WORK REQUEST: The output should be all lines of the entries below in which the word "qualified" occurs.

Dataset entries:
PR #91, opened 2021-06-22
WIP: Blockstate flushing

td202:
## Purpose

Ensure that the operating system buffers are flushed when the block state is written.
Previously, the file handle was flushed with `hFlush`, but this only ensures the data is sent to the operating system; it does not ensure that the operating system has written it to disk.
This meant that the blockstate was not guaranteed to be written before the tree state that references it, leading to database corruption if the node is terminated unexpectedly.

## Changes

Introduce `hFlushOS`, which calls `FlushFileBuffers` (on Windows) or `fsync` (on Unix) to enforce flushing of the file to disk.

## Checklist

      hard-to-understand areas.

### DIFF
--- a/concordium-consensus/src/Concordium/GlobalState/Persistent/BlobStore.hs
+++ b/concordium-consensus/src/Concordium/GlobalState/Persistent/BlobStore.hs
@@ -53,6 +53,7 @@ import qualified Concordium.Types.IdentityProviders as IPS
 import qualified Concordium.Types.AnonymityRevokers as ARS
 import qualified Concordium.GlobalState.Parameters as Parameters
 import Concordium.GlobalState.Basic.BlockState.AccountReleaseSchedule
+import Concordium.GlobalState.Persistent.BlobStore.Flush
 import Concordium.Types
 import Concordium.Types.Updates
 import Concordium.Wasm
@@ -114,7 +115,7 @@ loadBlobStore blobStoreFilePath = do
 -- ensuring all the contents is written out.
 flushBlobStore :: BlobStore -> IO ()
 flushBlobStore BlobStore{..} =
-    withMVar blobStoreFile (hFlush . bhHandle)
+    withMVar blobStoreFile (hFlushOS . bhHandle)
 
 -- |Close all references to the blob store, flushing it
 -- in the process.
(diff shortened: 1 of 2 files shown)


EmilLa1:
@td202 It seems that the expected behaviour is not the same for Linux as it is on MacOS. 

As per documentation: https://developer.apple.com/library/archive/documentation/System/Conceptual/ManPages_iPhoneOS/man2/fsync.2.html 

I think on MacOS we should use `F_FULLFSYNC fcntl`.

concordium-consensus/src/Concordium/GlobalState/Persistent/BlobStore/Flush.hsc
```diff
@@ -0,0 +1,83 @@
...
+    res <- fcntl (fdFD fd) (#const F_FULLFSYNC)
+    when (res == -1) $ throwErrno "hFlushOS"
+#else
+    -- Linux/other
+    res <- fdatasync (fdFD fd)
+    when (res /= 0) $ throwErrno "hFlushOS"
+#endif
+
+-- |Flush a file handle, including the operating system buffers.
+hFlushOS :: Handle -> IO ()
```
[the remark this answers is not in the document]
td202: Renamed to `hFlushToDisk`.

concordium-consensus/src/Concordium/External.hs
```diff
@@ -312,6 +312,8 @@ startConsensus ::
     Word64 ->
     -- |Number of seconds between transaction table purging runs
     Word64 ->
+    -- |Block state flush mode
+    Word64 ->
```
abizjak, line 316: It would be useful to document what the meaning of the number is, e.g., 0 for *, 1 for *.

concordium-consensus/src/Concordium/GlobalState/Parameters.hs
```diff
@@ -69,6 +68,19 @@ getExactVersionedCryptographicParameters bs = do
...
+-- |Mode to use for flushing the blob store buffer.
+-- Flushing to disk is more resilient, as it ensures that the data is written when a flush occurs.
+-- However, it does increase the overhead of the flush operation.
+data FlushMode
+    = FlushToOS
+    -- ^Flush the buffer to the operating system, but don't force a disk flush.
+    | FlushToDisk
+    -- ^Flush the buffer to the operating system and subsequently to disk.
+
+-- |Decode a 'FlushMode' from a 'Word64'.
```
abizjak, line 80: Document intended semantics please.

PR #94, opened 2021-06-23
Refactor types to base

abhconcordium:
## Purpose
Updated `concordium-node` to parity with `concordium-base` https://github.com/Concordium/concordium-base/pull/47

Many type definitions which are used across multiple repos have been transferred to `concordium-base` from `concordium-node`. This branch removes those definitions from node, and includes the imports/refactoring required to compile using the new version of `concordium-base`.

## Changes

Multiple type definitions moved to `concordium-base`.

The JSON serialization used in the response of the `GetRewardStatus` GRPC call has been changed.
Amounts that were previously represented as integers are now represented as strings in the JSON serialization.
This is in line with how amounts are serialized elsewhere.
This is a breaking change for the tokenomics reporter.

YOUR SOLUTION:
@@ -53,6 +53,7 @@ import qualified Concordium.Types.IdentityProviders as IPS
 import qualified Concordium.Types.AnonymityRevokers as ARS
 import qualified Concordium.GlobalState.Parameters as Parameters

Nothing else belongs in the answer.